### Supplied information
━━━━

PR #101, opened 2025-04-19
Move shared functionality for Pokemon calculation into class

### LINKED ISSUE #100: Better reuse code/logic between builder and calculator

━━━━

### Task directions
Print the complete listing again, exactly as it stands.

### Answer section
PR #101, opened 2025-04-19
Move shared functionality for Pokemon calculation into class

### LINKED ISSUE #100: Better reuse code/logic between builder and calculator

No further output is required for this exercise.